Kast wants to build a massive wall along Chile’s northern border and deport tens of thousands of people who entered illegally.

“What I believe most citizens expect is unity to confront the problems that afflict us today, which are problems of ​​security,” he said while voting on Sunday.

Even Jara has sought to burnish her tough-on-crime credentials with promises to build new prisons and expel foreigners convicted of drug trafficking.

Matthei wants to deploy drones and more armed forces to the border.

Kaiser wants to hold undocumented migrants in detention camps and bar their children from attending school. Supporters thronged the congressman as he voted on Sunday, shouting “Long live Chile!”

High unemployment, sluggish growth

As labor minister, Jara pioneered some of the government's landmark welfare measures, raising the minimum wage, boosting pensions and shortening the workweek to 40 from 45 hours.

To address Chile’s cost-of-living crisis — which in 2019 helped fuel the country’s most significant social upheaval since the 1990 fall of Gen. Augusto Pinochet’s dictatorship — she proposes a “living” monthly income of around $800. But she also stresses the need to keep a lid on public debt.

“She’s a communist in name only,” said Macarena Breke, 27, an English teacher voting in downtown Santiago Sunday. “To me, Jara isn’t an ideological symbol; she’s someone who gets things done.”

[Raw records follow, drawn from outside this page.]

PR #2140, opened 2023-03-12
[Base] Added Listing directories and filtering filenames by regex

Gliniak:


src/xenia/base/filesystem.h
```diff
@@ -123,6 +124,9 @@ struct FileInfo {
 };
 bool GetInfo(const std::filesystem::path& path, FileInfo* out_info);
 std::vector<FileInfo> ListFiles(const std::filesystem::path& path);
+std::vector<FileInfo> ListDirectories(const std::filesystem::path& path);
+std::vector<FileInfo> FilterByName(const std::vector<FileInfo> files,
```
Gliniak, line 128: Whoopsie! To fix later

src/xenia/base/filesystem.h
```diff
@@ -123,6 +124,9 @@ struct FileInfo {
 };
 bool GetInfo(const std::filesystem::path& path, FileInfo* out_info);
 std::vector<FileInfo> ListFiles(const std::filesystem::path& path);
+std::vector<FileInfo> ListDirectories(const std::filesystem::path& path);
```
Triang3l, line 127: Did the files where these functions are called accidentally slip under the radar of `git add`?

Triang3l (changes requested):

src/xenia/base/filesystem.h
Gliniak: No, these will be used in the future and in different PRs.
It will simplify loading patches and simplify loading profile directories in the future

Triang3l: This may end up being removed as dead code at some point between the merging of this pull request and when the patches/profile changes arrive, or it may just deteriorate as nothing tests this code in practice, I think it'd be safer to submit these functions alongside the first use of them.

Gliniak: I agree with that, but it's quite annoying if that change would appear in many PRs.
Maybe instead it would be better to add note about future usage?

Especially when we consider how long resolving all quirks in bigger PRs might take

PR #2152, opened 2023-04-28
LLVM: Fix -0 handling in Accurate xfloat mode

Scofield1008:
Resulted incorrectly in -2 instead. Makes the accuracy test results closer to real hardware.


Gliniak:
Direct merge from another branch from the same repository (aka. current one). No changes included

PR #2156, opened 2023-05-13
Sonic unleashed d3d12 crash fix/ graphic device lost in d3d12

Megasonic999:
I'm just new, here so here's my request:
Could you please find a solution about the graphic device lost issue with d3d12, because it makes it imopssible to pleay some games (Especially Sonic Unleashed)
PS: Sorry if I did it wrong, because like I said, I'm new here.


Razzile:
Please stop spamming bogus PRs on multiple different accounts

PR #2199, opened 2023-06-02
[XMA] New XMA decoder

Gliniak:
[DRAFT PR]
I will write something more interesting here when I'm done with it.

For now this might introduce some new bugs and fix many older bugs.

Feel free to point to any issues, convoluted parts and things that requires improvement, but aren't marked as TODO


TorutheRedFox:
NFS games now actually work because of this PR

gg

JeBobs:
This has some sound issues within Burnout Paradise, it's like bits of other sounds play over top any new sound.

boxter0360:
How use this code on Xbox Xenia?

requeijaum:
Any news on this? Seems to fix Burnout Revenge also.

PR #2201, opened 2023-06-09
D3D12 patch request for sonic unleashed

Megasonic999:
Hi, so you all know that Sonic unleashed has that crashing issue on xenia on d3d12, so I thought if someone could create a patch that fixes the game's compatibility with d3d12. Would be much appreciated. Thank you.
PS: it's just an Idea that I thought could fix that issue. I don't mean to rush anyone or something.


Gliniak:
image

We cannot just merge whole canary branch into master

PR #2205, opened 2023-06-22
Add cvars for video modes

Aero002:
I've added configuration variables for Interlaced, Hi-Def, and Widescreen video modes. 
This update also eliminates the need for custom builds when testing games in standard definition fullscreen video modes.

PR #2206, opened 2023-06-23
Add cvars for video modes

Aero002:
I've added configuration variables for Interlaced, Hi-Def, and Widescreen video modes.
This update also eliminates the need for custom builds when testing games in standard definition fullscreen video modes.

Razzile, if you're seeing this, please review my PR.
(Reposted because margen is an asshole)


Margen67:
Duplicate of #2205

PR #615, opened 2019-03-27
Focus accessibility for tutorial navigation

### LINKED ISSUE #607: Tutorial keyboard interaction
**Package** lib-classifier

From comments in #552 

> When a tutorial pops up on zooniverse.org, I can change slides by pressing the cursor keys. When the tutorial pops up here, pressing the cursor keys does nothing and there's no indicator to show me where focus is.

Also note that Grommet's RadioButton does not behave the way we expect:

> RadioButtonGroup handles focus accessibly. RadioButton on it's own does not. We recommend RadioButtonGroup as the preferred means of handling radio button input. You can file an issue on RadioButton. However, I suspect it will not receive much attention from the grommet core team unless an example arises where RadioButtonGroup isn't sufficient.

RadioButton needs focus or we should not use it.

srallen:
Package: lib-classifier

Closes #607.

Describe your changes:
I gave it another go to try using Grommet's `RadioButtonGroup` which does have accessible focus, and this seems to be working. @eatyourgreens if this is better, then let me know and I'll update tests accordingly. Is there anything else needed for accessibility here?

# Review Checklist

## General

## Apps

- [ ] Does it work on mobile?

### DIFF
--- a/packages/lib-classifier/src/components/Classifier/components/SlideTutorial/SlideTutorial.js
+++ b/packages/lib-classifier/src/components/Classifier/components/SlideTutorial/SlideTutorial.js
@@ -46,7 +46,7 @@ class SlideTutorial extends React.Component {
               height={200}
               src={medium.src}
             />}
-          <StyledMarkdownWrapper autoFocus isThereMedia={isThereMedia} overflow='auto'>
+          <StyledMarkdownWrapper aria-live='polite' autoFocus isThereMedia={isThereMedia} overflow='auto'>
             {/* TODO: translation */}
             <Markdownz>{step.content}</Markdownz>
           </StyledMarkdownWrapper>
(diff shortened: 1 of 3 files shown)


eatyourgreens:
This is a great improvement. If I focus the radio buttons, I can navigate the slides using the cursor keys. In PFE, I think we autofocus the group but I'm indifferent about that. On the plus side, it allows keyboard control of the slides as soon as the tutorial opens. On the minus side, it's an unannounced and confusing change of reading focus, particularly if you don't realise that the focus has skipped past the slide content.

In VoiceOver, I can navigate the first slide as soon as it opens, hearing the content in order. When I get to the navigation and press a key, I hear the step number change but the new slide content isn't announced. Maybe the slide contents need to be a live region too?

srallen:
@eatyourgreens I updated the tests and added a live area for the tutorial content, so this is ready for review again.

eatyourgreens:
Looks good. VoiceOver isn't announcing the change in media on step change, but I do hear the new text after changing the radio buttons.

srallen:
We set `alt=''` on the media here since we don't know what it is, so that might be why it's not read out. I'd like to open an issue with Panoptes to add a couple of fields to media resources to support adding a description and a credit field when we're redoing that part of the lab.

eatyourgreens:
Sorry, I meant that VoiceOver is skipping the media entirely on step change, so I don’t know there’s a video or image there. Empty alt would still be read as an image.

PR #616, opened 2019-03-27
Center button label text for need help

srallen:
Package: lib-classifier

Describe your changes:
Centers the button label. This is a regression from some point, but not sure when. Might have been from a grommet version bump.

# Review Checklist

## General

## Apps

- [ ] Does it work on mobile?


eatyourgreens:
Changes look harmless to me, but tests are failing with `Error: Method “simulate” is meant to be run on 1 node. 0 found instead.` so I guess the component name change broke a test that looks for the button.

srallen:
Thanks for the fix!

eatyourgreens:
Just waiting for Travis to do its thing now.

PR #617, opened 2019-03-27
Fix Styling Bugs

### LINKED ISSUE #543: Classifier needs to respond to narrow screen widths
**Package**

lib-classifier

Screenshot 2019-03-13 21 30 39

### LINKED ISSUE #561: Styling bug in task area
**Package**

lib-classifier

The task area height matches that of the subject viewer, instead of matching its own content.

Screenshot 2019-03-18 10 41 58

wgranger:
Package:
lib-classifier

Closes #543 
Closes #561 

Describe your changes:
Fixes a couple bugs in the classifier. The first of which allows the task area to wrap under the subject area on narrow screen sizes. The second fix keeps the `TaskArea` and `ImageToolbar` heights equal. 

On issue #561, the error occurs due to the `pad: small` designation on the Grommet `Box` changing heights when the 768 responsive breakpoint is hit. The SVGs oddly try to compensate by growing in size, thus stretching the SVG icon, and toolbar, to the size shown in that issue.

# Review Checklist

## General

## Apps

- [x] Does it work on mobile?


packages/lib-classifier/src/components/Classifier/components/MetaTools/MetaTools.js
```diff
@@ -2,6 +2,7 @@ import React from 'react'
 import PropTypes from 'prop-types'
 import { Box } from 'grommet'
 import { inject, observer } from 'mobx-react'
+import styled from 'styled-components'
```
rogerhutchings: I don't think you need this

packages/lib-classifier/src/components/Classifier/components/TaskArea/components/Tasks/Tasks.js
```diff
@@ -3,12 +3,17 @@ import { Box, Paragraph } from 'grommet'
...
 import React from 'react'
-import { ThemeProvider } from 'styled-components'
+import styled, { ThemeProvider } from 'styled-components'
 
 import getTaskComponent from './helpers/getTaskComponent'
 import TaskHelp from './components/TaskHelp'
 import { default as TaskNavButtons } from './components/TaskNavButtons'
 
+const StyledBox = styled(Box)`
+  max-height: 600px;
```
rogerhutchings: Isn't this just going to cause content clipping if we have a task with lots of choices?

wgranger: Ah yes. I meant to add an overflow here.

srallen: I realized this was a bad idea in my comment: https://github.com/zooniverse/front-end-monorepo/issues/561#issuecomment-474437971

Volunteers might miss tasks this way. It's should be a min-height instead that allows the container to grow.

wgranger: Gotcha. I was thinking we were using a max-height and encouraging users to stick to max task numbers with overflow as a safety net. I've pushed a new commit removing max height. The container should grow as needed.

srallen: We can maybe do that once the workflow editor page is redesigned, but that's a ways off still.

srallen:
I've rebased this to fix the conflicts

srallen:
@rogerhutchings I think I fixed those things. We might want to consider refactoring the default layout to use Grommet's ResponsiveContext so that it uses the same breakpoints as other components we've started to use it with.

rogerhutchings:
Cool, will do another check. We should also add those breakpoints into the theme at some point

srallen:
Just rebased with the latest master.

srallen:
I'm making sure a few things in #695 get into this PR.

srallen:
You may notice there's an extra gap in the metatools area between the subject metadata button and the favorites button. This is because we're hiding the modal there. I'd like to refactor that to get rid of this and have a single container fragment component for the button and modal like I did with the field guide. 

@rogerhutchings could I get another review on this? There's a few additional fixes for #695 here.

Taking a page from the playbook of President Javier Milei in neighboring Argentina, Kast vows to shrink the public payroll and slash corporate taxes in a bid to revive a stagnant economy that has slowed the pace of job creation as immigrants flood the labor market. Unemployment hovers at a high 8.6%.

He says he'll cut more than $6 billion in spending over 18 months — something that Matthei, an economist by training, calls “totally and absolutely impossible.” Kaiser promises to go further by slashing up to $15 billion in spending.

A nation transformed

This law and order election stands in stark contrast to Chile in 2021, when Boric, a tattooed ex-student protest leader, handily beat Kast in a runoff as voters outraged over widening inequality backed the then-35-year-old's promises of sweeping social change.

But post-pandemic economic constraints and legislative opposition restricted Boric’s ambitions while carjackings, kidnappings and sex trafficking dominated TV news, stirring panic even as homicide rates have fallen in the last two years.

“It’s convenient for certain politicians to sell the idea that the country is on fire, that everything is falling apart,” said Loreta Sleir, a 27-year-old walking her dog to the polling station, where she said she would vote for Jara.